Would hatemonger Sith long tolerate such a different element? Probably not if they could help it. It'd be just like people to aspire with increasing vehemence to conformity and sameness to points of it becoming a self-destructive and self-undermining spectacle.

 

This is all but readily acknowledged as being a recurring problem for both Jedi and Sith, in fact; the Jedi stagnate, go lightblind, corruption tears them apart and conflict (the very sort of thing they think to eradicate) propagates them anew. Sith Empires in canon more often tear themselves down than anything else ever could; Palpatine's Empire owes far more to its internicine conflicts and infighting for its fracturing than to the Rebellion's overtures.

 

If said Empire had been much less rife with the internal jockeyings and betrayals and acceptable degrees of petty, resource-wasting and vainglorious ego-pompery; if it had truly been an efficient and well-oiled machine tempered with efficiency-and-logic minded objectives, the Rebellion really would have been easily wiped out as the relatively insignificant and ragtag motely crew of barely structured resistance it was.

 

 

I suspect that all of these things are represented as they're represented chiefly for operatic plot purposes, of course. Once upon a time, George Lucas wanted to tell a story about harried Good fighting and ultimately winning against overwhelming Evil through the agency of a Prophecy Man (Anakin/Vader) and his bloodline.

 

Nothing wrong with that at all. Far be it from me to, in any of this, imply that it was 'done wrong' or any such thing; even if I were given to so thinking, the decades-spanning success of the IP would single-handedly prove me foolish for thinking it didn't work for what it was.

 

That is not my interest. However, when the lens of rational thought is applied...I see room for even more and far more elaborately Neat Stuff that could be explored.
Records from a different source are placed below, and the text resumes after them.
PR #6634, opened 2024-04-09
FIx sentry integrations lazy loading

### LINKED ISSUE #6621: Sentry lazy loading in browser is incorrect

Related https://github.com/getsentry/sentry-javascript/issues/11460

r34son:
## Description

Using official guide to lazy load integrations https://docs.sentry.io/platforms/javascript/guides/nextjs/session-replay/#lazy-loading-replay

## Related Issues

Fixes https://github.com/nodejs/nodejs.org/issues/6621
Related https://github.com/getsentry/sentry-javascript/issues/11460

### Check List

### DIFF
--- a/sentry.client.config.ts
+++ b/sentry.client.config.ts
@@ -1,12 +1,12 @@
 import {
-  Dedupe,
-  Breadcrumbs,
-  HttpContext,
-  LinkedErrors,
   BrowserClient,
-  getCurrentHub,
   defaultStackParser,
   makeFetchTransport,
+  setCurrentClient,
+  breadcrumbsIntegration,
+  dedupeIntegration,
+  httpContextIntegration,
+  linkedErrorsIntegration,
 } from '@sentry/nextjs';
 
 import {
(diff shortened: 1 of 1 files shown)


r34son:
Do you have any workflow that checks bundle size?
For example i am using https://github.com/hashicorp/nextjs-bundle-analysis
Similar pr on mine repo gives -40kb https://github.com/r34son/profile/pull/346#issuecomment-2041414911

AugustinMauroy:
> Do you have any workflow that checks bundle size?
> For example i am using https://github.com/hashicorp/nextjs-bundle-analysis

used in the past. But since we catch all the roads, it doesn't give us much.

ovflowd:
It is important to mention that our Sentry integration only gets actually properly eval'd into the bundle on very specific conditions.

Which are not fulfilled by the builds within GitHub Actions.

I would appreciate it if you could run a local build with the sentry integration enabled (you can check next.config.mjs) to check the condition and our sentry config files to check when we will allow it. Generally, it requires an API token from Sentry, so you must use your own Sentry project to test this.

I'm probably not merging this until a screenshot shows the difference between the next.js build output and the webpack bundle analyzer, which shows the differences between the current `main` branch and this PR.

But Ill check the links youve attached regardless afterwards to see if your claims are valid, Sentry takes a lot of bundle size. But far, the duplication on the bundle is a bug on the webpack bundle analyzer since Sentry gets added both on the Server Side bundle and the Client Side bundle, which can at times show as duplication... This is why React looks like it is being bundled twice on the next bundle analyzer.

Note that I'm more than happy to merge this if actual data of before/after is attached :)

ovflowd (approved):
Codewise looks good, but please attach before/after so we can actually see if there are improvements 👀

r34son:
@ovflowd 
Using @next/bundle-analyzer, also set SENTRY_ENABLE to true to force using sentry locally
Selected only chunks that related to sentry
Before:
image
After:
image

ovflowd (approved):
Awesome! Looks good to me :)

Thank you for putting time to investigate this and make this happen!

PR #6635, opened 2024-04-09
1.Added a regex filter for the AIX OS. 2. Added constants for the STORYBOOK_MODE 3.Removed unecessary closing of with or '||' operator

mortale2004:
1. ### Added a regex filter for the AIX OS.
- This os was missing in the given regex for finding the current os of the user. 
- This regex will help to find out the current os by using switch case .

2. ### Added constants for the STORYBOOK_MODE 
- The constants will prevent from typos and we can change the value of it from single place.

3. ### Removed unecessary closing of <div> with or '||' operator.
- This can give error in the css styling and unecessary use of or '||' operator.
-

### DIFF
--- a/components/withNavBar.tsx
+++ b/components/withNavBar.tsx
@@ -4,6 +4,7 @@ import { useLocale } from 'next-intl';
 import { useTheme } from 'next-themes';
 import type { FC } from 'react';
 
+import { STORYBOOK_MODE_THEME } from '@/.storybook/constants';
 import NavBar from '@/components/Containers/NavBar';
 import WithBanner from '@/components/withBanner';
 import { useClientContext, useSiteNavigation } from '@/hooks';
@@ -19,7 +20,11 @@ const WithNavBar: FC = () => {
   const locale = useLocale();
 
   const toggleCurrentTheme = () =>
-    setTheme(resolvedTheme === 'dark' ? 'light' : 'dark');
+    setTheme(
+      resolvedTheme === STORYBOOK_MODE_THEME.dark
+        ? STORYBOOK_MODE_THEME.light
+        : STORYBOOK_MODE_THEME.dark
+    );
 
   return (
     <div>
--- a/components/withSidebarCrossLinks.tsx
+++ b/components/withSidebarCrossLinks.tsx
@@ -25,13 +25,13 @@ const WithSidebarCrossLinks: FC<WithCrossLinksProps> = ({ navKey }) => {
 
   return (
     <div className="mt-4 grid w-full grid-cols-2 gap-4 xs:grid-cols-1">
-      {(previousCrossLink && (
+      {previousCrossLink && (
         <CrossLink
           type="previous"
           text={previousCrossLink.label}
           link={previousCrossLink.link}
         />
-      )) || <div />}
+      )}
 
       {nextCrossLink && (
         <CrossLink
--- a/util/detectOS.ts
+++ b/util/detectOS.ts
@@ -1,7 +1,7 @@
 import type { UserOS } from '@/types/userOS';
 
 export const detectOsInUserAgent = (userAgent: string | undefined): UserOS => {
-  const osMatch = userAgent?.match(/(Win|Mac|Linux)/);
+  const osMatch = userAgent?.match(/(Win|Mac|Linux|AIX)/);
   switch (osMatch && osMatch[1]) {
     case 'Win':
       return 'WIN';
--- a/.storybook/constants.ts
+++ b/.storybook/constants.ts
@@ -1,21 +1,27 @@
+// This is a constant object which is used throughout the app for changing the theme type of the storybook
+// This object is read only due to the Object.freez so we can go with it because we are not changing its value anymore
+export const STORYBOOK_MODE_THEME = Object.freeze({
+  dark: 'dark',
+  light: 'light',
+});
 // This defines "execution" modes that Chromatic will run on the each Storybook Story
 // This allows us to test each Story with different parameters
 // @see https://www.chromatic.com/blog/introducing-story-modes/
 export const STORYBOOK_MODES = {
   'dark mobile': {
-    theme: 'dark',
+    theme: STORYBOOK_MODE_THEME.dark,
     viewport: 'small',
   },
   'dark desktop': {
-    theme: 'dark',
+    theme: STORYBOOK_MODE_THEME.dark,
     viewport: 'large',
   },
   'light mobile': {
-    theme: 'light',
+    theme: STORYBOOK_MODE_THEME.light,
     viewport: 'small',
   },
   'light desktop': {
-    theme: 'light',
+    theme: STORYBOOK_MODE_THEME.light,
     viewport: 'large',
   },
 };
--- a/.storybook/preview.tsx
+++ b/.storybook/preview.tsx
@@ -2,7 +2,11 @@ import { NextIntlClientProvider } from 'next-intl';
 
 import { withThemeByDataAttribute } from '@storybook/addon-themes';
 import { NotificationProvider } from '@/providers/notificationProvider';
-import { STORYBOOK_MODES, STORYBOOK_SIZES } from '@/.storybook/constants';
+import {
+  STORYBOOK_MODES,
+  STORYBOOK_SIZES,
+  STORYBOOK_MODE_THEME,
+} from '@/.storybook/constants';
 import type { Preview, ReactRenderer } from '@storybook/react';
 
 import englishLocale from '@/i18n/locales/en.json';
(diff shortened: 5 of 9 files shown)


ovflowd:
I don't think people download Node for AIX within AIX. It is the sort of enterprise OS that system administrators would connect remotely no?

cc @mhdawson

mortale2004:
> I don't think people download Node for AIX within AIX. It is the sort of enterprise OS that system administrators would connect remotely no?
> 
> cc @mhdawson

But there can be possibility of downloading node js on the AIX OS. If this case is not going to occur then we should remove the AIX os from the switch case also isn't it?

ovflowd:
> > I don't think people download Node for AIX within AIX. It is the sort of enterprise OS that system administrators would connect remotely no?
> 
> > 
> 
> > cc @mhdawson
> 
> 
> 
> But there can be possibility of downloading node js on the AIX OS. If this case is not going to occur then we should remove the AIX os from the switch case also isn't it? 

Are you sure AIX is part of the user agent for browsers running on AIX? Is there even any modern browser running on AIX?

Do you have example user agents?

ovflowd:
> > I don't think people download Node for AIX within AIX. It is the sort of enterprise OS that system administrators would connect remotely no?
> 
> > 
> 
> > cc @mhdawson
> 
> 
> 
> But there can be possibility of downloading node js on the AIX OS. If this case is not going to occur then we should remove the AIX os from the switch case also isn't it? 

The reason why AIX is on the switch is so people can download Node for AIX. Auto detection is just a sugar on the top, that we do for OSs that we know people open on the browser to download Node.

mortale2004:
> > > I don't think people download Node for AIX within AIX. It is the sort of enterprise OS that system administrators would connect remotely no?
> > 
> > 
> > > 
> > 
> > 
> > > cc @mhdawson
> > 
> > 
> > But there can be possibility of downloading node js on the AIX OS. If this case is not going to occur then we should remove the AIX os from the switch case also isn't it?
> 
> The reason why AIX is on the switch is so people can download Node for AIX. Auto detection is just a sugar on the top, that we do for OSs that we know people open on the browser to download Node.

In the code that i have made changes. We are just getting the constant name for the Operating Systems from the user agent of the browser and this can be used to give the Node js according to the OS of its system. This is just for the easy accessibility to download Node js.

ovflowd:
> > > > I don't think people download Node for AIX within AIX. It is the sort of enterprise OS that system administrators would connect remotely no?
> 
> > > 
> 
> > > 
> 
> > > > 
> 
> > > 
> 
> > > 
> 
> > > > cc @mhdawson
> 
> > > 
> 
> > > 
> 
> > > But there can be possibility of downloading node js on the AIX OS. If this case is not going to occur then we should remove the AIX os from the switch case also isn't it?
> 
> > 
> 
> > The reason why AIX is on the switch is so people can download Node for AIX. Auto detection is just a sugar on the top, that we do for OSs that we know people open on the browser to download Node.
> 
> 
> 
> In the code that i have made changes. We are just getting the constant name for the Operating Systems from the user agent of the browser and this can be used to give the Node js according to the OS of its system. This is just for the easy accessibility to download Node js.

You haven't answered my question. Is there any real user agent out there that contains "AIX"?

What is the point of adding AIX to the user agent query if there aren't any browser user agents with AIX within the user agent string?

ovflowd (approved):
But anyhow, the changes make sense at least in order to make the switch statement work. Although I dont think we should have AIX there to begin with. (In the OS detection, but I might be wrong tho!)

Thanks for the quick fix, appreciate the time you put into this. Ill check with @mhdawson regarding if AIX os detection is intended or not 🤔

mortale2004:
> > > > > I don't think people download Node for AIX within AIX. It is the sort of enterprise OS that system administrators would connect remotely no?
> > 
> > 
> > > >
> > 
> > 
> > > >
> > 
> > 
> > > > >
> > 
> > 
> > > >
> > 
> > 
> > > >
> > 
> > 
> > > > > cc @mhdawson
> > 
> > 
> > > >
> > 
> > 
> > > >
> > 
> > 
> > > > But there can be possibility of downloading node js on the AIX OS. If this case is not going to occur then we should remove the AIX os from the switch case also isn't it?
> > 
> > 
> > > 
> > 
> > 
> > > The reason why AIX is on the switch is so people can download Node for AIX. Auto detection is just a sugar on the top, that we do for OSs that we know people open on the browser to download Node.
> > 
> > 
> > In the code that i have made changes. We are just getting the constant name for the Operating Systems from the user agent of the browser and this can be used to give the Node js according to the OS of its system. This is just for the easy accessibility to download Node js.
> 
> You haven't answered my question. Is there any real user agent out there that contains "AIX"?
> 
> What is the point of adding AIX to the user agent query if there aren't any browser user agents with AIX within the user agent string?

Yes, you are right currently there is no any user agent specifiec to the AIX OS but in future it can come. Because AIX is also a popular OS.

mortale2004:
Thank You for your appreciation to this small issue 😊

mortale2004 (commented):
1. Added Filter for AIX OS
2. Used Constants for theme of STORY_BOOK
3. Removed Extra closing of </div>

ovflowd:
I see unrelated changes on this PR from the last time Ive approved the PR 🤔

Would you mind putting those changes on another PR as they are unrelated?

mortale2004:
> I see unrelated changes on this PR from the last time Ive approved the PR 🤔
> 
> Would you mind putting those changes on another PR as they are unrelated?

Okay I will do that just tell me when this PR will be merged?

ovflowd:
It is written on the CONTRIBUTING.md file, but in general changes require 48h to get merged, but since the original change is simple I can "fast track" this PR which would allow me to merge it immediately

mortale2004:
> It is written on the CONTRIBUTING.md file, but in general changes require 48h to get merged, but since the original change is simple I can "fast track" this PR which would allow me to merge it immediately

Is there need to create different PR for the other commit becuase I have added that all issues commited in the Description of this PR.

ovflowd:
> > It is written on the CONTRIBUTING.md file, but in general changes require 48h to get merged, but since the original change is simple I can "fast track" this PR which would allow me to merge it immediately
> 
> 
> 
> Is there need to create different PR for the other commit becuase I have added that all issues commited in the Description of this PR.

Unfortunately, yes. I can re review this PR with the new changes but with the new changes this PR is not eligible anymore to be fast tracked and it might take time to be reviewed.

mortale2004:
Ok no problem you can take your time

mhdawson:
I read this as indicating its unlikely people will be using a brower on AIX to directly access the site- https://www.ibm.com/support/pages/ibm-aix-firefox-web-browser-faq.  Instead most likely they will download from another system and transfer to the AIX server.

I'm ok with the autodetection but agree we are likely ok without it.

mortale2004:
> I read this as indicating its unlikely people will be using a brower on AIX to directly access the site- https://www.ibm.com/support/pages/ibm-aix-firefox-web-browser-faq. Instead most likely they will download from another system and transfer to the AIX server.
> 
> I'm ok with the autodetection but agree we are likely ok without it.

If you are Ok without autodetection then there is no need to keep AIX in the switch case for the detection of OS. It will won't work in any case because there is no any browser agent for the AIX OS.

ovflowd:
@mortale2004 @mhdawson how y'all want to proceed?

mhdawson:
I'd just leave out the autodection for AIX.

mortale2004:
Okay no problem

components/withSidebarCrossLinks.tsx
```diff
@@ -25,13 +25,13 @@ const WithSidebarCrossLinks: FC<WithCrossLinksProps> = ({ navKey }) => {
 
   return (
     <div className="mt-4 grid w-full grid-cols-2 gap-4 xs:grid-cols-1">
-      {(previousCrossLink && (
+      {previousCrossLink && (
```
ovflowd, line 28: Afaik the `div` element is intentional, otherwise the `nextCrossLink` goes to the left, instead of staying in the right 😅

util/detectOS.ts
```diff
@@ -1,7 +1,7 @@
 import type { UserOS } from '@/types/userOS';
 
 export const detectOsInUserAgent = (userAgent: string | undefined): UserOS => {
-  const osMatch = userAgent?.match(/(Win|Mac|Linux)/);
+  const osMatch = userAgent?.match(/(Win|Mac|Linux|AIX)/);
```
ovflowd, line 4: I think as mentioned before, instead of adding `AIX` to this match, we should remove the "case AIX"

components/withNavBar.tsx
```diff
@@ -4,6 +4,7 @@ import { useLocale } from 'next-intl';
 import { useTheme } from 'next-themes';
 import type { FC } from 'react';
 
+import { STORYBOOK_MODE_THEME } from '@/.storybook/constants';
```
ovflowd, line 7: As mentioned before, we shouldn't have Sotrybook constants being imported in Application code, you can create a new constant similar to the Storybook one, on an App constants file, like `next.constants.mjs`

PR #8134, opened 2025-09-01
refactor: download archive page unnecessary checks

canerakdas:
## Description

I’ve made some small refactors on the download archive page, per related comments here;
https://github.com/nodejs/nodejs.org/pull/7794#discussion_r2302497142
https://github.com/nodejs/nodejs.org/pull/7794#discussion_r2302526703

In addition to this PR, I’ve also added the changelog of the displayed version to the section where we provide version-related information. Since this information is valuable, I believe placing the links higher up makes more sense 

### Check List


canerakdas:
I'll check why the `/en/download/archive` is returns to 500

apps/site/redirects.json
```diff
@@ -332,6 +332,10 @@
       "source": "/:locale/download/source-code/current",
       "destination": "/:locale/download/current"
     },
+    {
```
canerakdas: Since the file (`/pages/download/archive/index.mdx`) is under the pages directory, it maps to `/download/archive` (When we remove version control, it drops to 500 page because there is no version named `archive`). In fact, this file doesn’t really need to live under `pages` directory

- Store the dynamically generated markdown files in a different directory instead of `pages`
- Redirect `/download/archive` to `/download/archive/current`
- Use an existing version(eg: `v22.0.0.mdx`) as the filename instead of `index.mdx`

IDK wich one suits for us better, for a quick fix i added this redirect :shipit:

canerakdas: ah this will also cause errors at build time 🤔

canerakdas: IDK, instead of going for an overkill solution, I added back the release check for now

avivkeller (approved):

ovflowd (approved):
SGTM

AugustinMauroy (approved):

PR #8209, opened 2025-10-06
fix: download options alignment

### LINKED ISSUE #8208: Misalignment of download options
### URL:

### Browser Name:

Chrome

### Browser Version:

140.0.7339.128 (Official Build) (64-bit)

### Operating System:

Windows 10

Inline download behavior alignment changes based on the presence of an icon in the select/dropdown

Image

Image

Affected code is https://github.com/nodejs/nodejs.org/blob/main/packages/ui-components/src/Common/Select/index.module.css#L52 and a variant of it lower in the file when `.inline`

Note the source code / usage is markdown within https://github.com/nodejs/nodejs.org/blob/main/apps/site/pages/en/download/index.mdx?plain=1#L8 - so options to wrap are limited unless we get more intrusive.

canerakdas:
## Description

This PR aims to fix the height of the Skeleton used with Select and to adjust the alignment of the select on the download page

## Validation

Download select must be aligned

## Related Issues

Fixes #8208

### DIFF
--- a/packages/ui-components/src/Common/Select/index.module.css
+++ b/packages/ui-components/src/Common/Select/index.module.css
@@ -3,7 +3,8 @@
 .select {
   @apply inline-flex
     flex-col
-    gap-1.5;
+    gap-1.5
+    align-middle;
 
   .label {
     @apply block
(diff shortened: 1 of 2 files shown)


ovflowd (approved):

bmuenzenmeyer (approved):
works! 

i was messing with `items-center` in my debugging, and missed skeleton completely!

AugustinMauroy (approved):

aymen94 (approved):

bmuenzenmeyer:
looking for fast track 👍 to merge this bug fix

mikeesto (approved):

PR #8210, opened 2025-10-07
feat(orama): allow manual syncing

avivkeller:


justinemmanuel363-spec:
res.statusCode = 200;

AugustinMauroy:
just what is the use case of that ?

avivkeller:
To allow deploying Orama from non-default branches to test credentials, etc

flakey5 (approved):

avivkeller:
I'm fast tracking this so I can test the new Orama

I'm a big fan of the expanded universe initiatives for frequently...at least attempting to explore some of that neat stuff.

 

I wouldn't say that all or even most of the expanded universe material is my idea of -GOOD- material, but that it is done and doable and allowed inclines me to think that SWTOR has got a lot of wiggle room it could capitalize on in just how broad and deep they could go in exploring a great deal of much.

 

And unlike a series of novels, they'd have cause to far in excess of what a single narrative could ever encapsulate let alone require.

 

So, here's to hoping that it is SWTOR that someday digs into the convolutions of these all-defining codes of mutual contention between the Sith and the Jedi.

 

I may get to see a Sith that's all about being fairly reasonable most of the time but loving, to at times highly unreasonable degrees, this or that or several things so much that its their own personal challenge in life just to contain it.

 

Or for that matter the Jedi that tries to go somewhere with a different way of seeing things in a continued evolution of the Jedi way itself (not in abandonment of it!).

 

This could all be superlative fodder for the support for Grey that's hinted and rumored to be coming, in fact.

 

Maybe I'll be quite pleasantly surprised to find, when more is known, that I wasn't the first to have ideas in such directions, or the interest in seeing something done with such ideas?